Task item: Within the listing below, filter for "SPDX" and copy every matching line.

Material provided:
---

PR #1076, opened 2024-11-18
Use SPDX license identifier

cdce8p:
### Changes
Use the SPDX license identifier as recommended by [PEP 639](https://peps.python.org/pep-0639/).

---

Your response:
Use SPDX license identifier
Use the SPDX license identifier as recommended by [PEP 639](https://peps.python.org/pep-0639/).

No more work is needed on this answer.